Who watches the watchmen?
That the military are investigated by their own is another area that could face reform. The Royal Military Police are used to investigate crimes but many call this inadequate as they are also soldiers.
“When it comes to international allegations of war crimes, is the RMP fit enough?” asked Mr Overton. He referred to a whistleblower from the Iraq Historical Allegations Team, investigating alleged crimes in the country, who disclosed that it did not even have a fluent Arabic speaker.
“Who watches the watchmen?” he asked. “And therein lies the fundamental challenge for modern political analysis of the military failings.”
A former RMP member described the organisation as having a “confused identity”, with soldiers investigating soldiers, so “there’s a question about how impartial they are”.
“To be brutally honest, the RMP does not have the capacity to investigate this type of crime,” the former member said. He added that the Labour government could have “more political appetite to come down on this stuff”.

Rogue lawyers
There is also an argument, made by some Conservative MPs, that the current low levels of military recruitment are in part attributable to people fearing prosecution if they join up.
A significant dent was made in the reputations of the army and lawyers when rogue solicitor Phil Shiner introduced false allegations about soldiers torturing and murdering Iraqis in 2004.

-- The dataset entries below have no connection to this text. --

PR #2214, opened 2024-07-18
HTML: Geogebra slate to match material dimensions

dbrianwalton:
This PR implements ability for Geogebra applet  to specify dimensions for material-width and material-height that are internal dimensions of the slate used by the applet.

Based on trying to resolve the discussion: https://groups.google.com/g/pretext-support/c/ETIbKs5h9I8

I have not yet revised any documentation, and am wondering if `#interactive[@geogebra="material-id"]` should be revised to use the applet/slate approach if material dimensions are provided. (I don't know if there is a good reason to preserve the URL approach.)

### DIFF
--- a/xsl/pretext-html.xsl
+++ b/xsl/pretext-html.xsl
@@ -9657,7 +9657,14 @@ along with MathBook XML.  If not, see <http://www.gnu.org/licenses/>.
         </xsl:apply-templates>
     </xsl:variable>
     <xsl:variable name="ggbMaterialHeight">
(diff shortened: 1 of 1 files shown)


rbeezer:
Note to self:  once ready, edit `@srcWidth` to `@material-width`

rbeezer:
Merged as-is.  With a correction that may have been incorrect for a long, long time, in a follow-on commit.

Not sure about URL/applet and interactice/slate.

And not sure about heights and aspect ratios.

Are you able to suggest in the Google Group what Anna should use?  She's right in front of me at the workshop, so I can help her.

Thanks!

PR #2215, opened 2024-07-18
Fitb update and documentation

dbrianwalton:
Prepared documentation for the fill-in-the-blank exercise. While doing that work realized some modifications to the proposed markup would be beneficial, so made changes to that as proceeded.

Includes implementation of the automated solution for fillin problems based on given answers.   Feedback elements are assumed to be structured for now — need to add ability to identify text that needs to be surrounded by <p/> and this requires additional conversation.

Also note that the math object javascript requires Runestone services version that includes Runestone PR #504, which was merged July 16.


bnmnetp:
@dbrianwalton For Rob and I the canonical place to test these things for Runestone is in the sample book.  So adding some of these in the sample book would be great so we can ensure they work as well in that environment as in the plain html.

rbeezer:
Merged.  Thanks.

(Had to fix a `test="solution[@include-automatic='no'"` missing a bracket.)

PR #2217, opened 2024-07-18
Information about LAD Custom Publishing

kcrisman:
This is another print on demand service.  It operates a little differently from the other big options, in ways that might make it more desirable for some authors (and probably less so for others).

### DIFF
--- a/doc/guide/publisher/print-on-demand.xml
+++ b/doc/guide/publisher/print-on-demand.xml
@@ -40,7 +40,7 @@
         </li>
     </dl></p>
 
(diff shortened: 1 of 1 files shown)


rbeezer:
Thanks, KDC!  Was not aware of this one.  Merged as-is.

kcrisman:
> Thanks, KDC! Was not aware of this one. Merged as-is.

I've used them before for course packs, and it turns out they were helpful with this too (though I haven't sold many yet!).  Having a phone option is nice.

PR #1757, opened 2014-09-29
Mhotar/cz inputs

mhotar:
It fixes problem with special characters used in INPUT names generated for Czech language.
INPUT names are different than those used for stick names to avoid special characters in these strings, because Companion can not import/export these characters yet.


kilrah:
Hmm that branch is still there, is something still needed here?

Shiner was later found guilting of professional misconduct and struck off as a solicitor, but the legacy of his false accusations is enduring. “The conduct of Shiner was very, very damaging to the British Army,” said Mr de Bretton-Gordon.
But another indicator that Mr Starmer may seek greater special forces scrutiny comes after he removed Gen Gwyn Jenkins as his National Security Adviser soon after entering Downing Street.
The Royal Marine officer, it was revealed by the BBC, locked in a safe evidence of SAS killings in Afghanistan rather than submit it to military police.
But Mr Kennard says the new government has yet to introduce any policies that “would attenuate the power of special forces, or at least show more transparency”.
“The human rights background of Keir Starmer crashes on the rocks of reality of the UK establishment and how they exercise power and retain it,” he said.
The worry is that if strict legal impediments are imposed, the SAS’s lure to its American allies – and the fear it strikes in its enemies – will be irretrievably lost.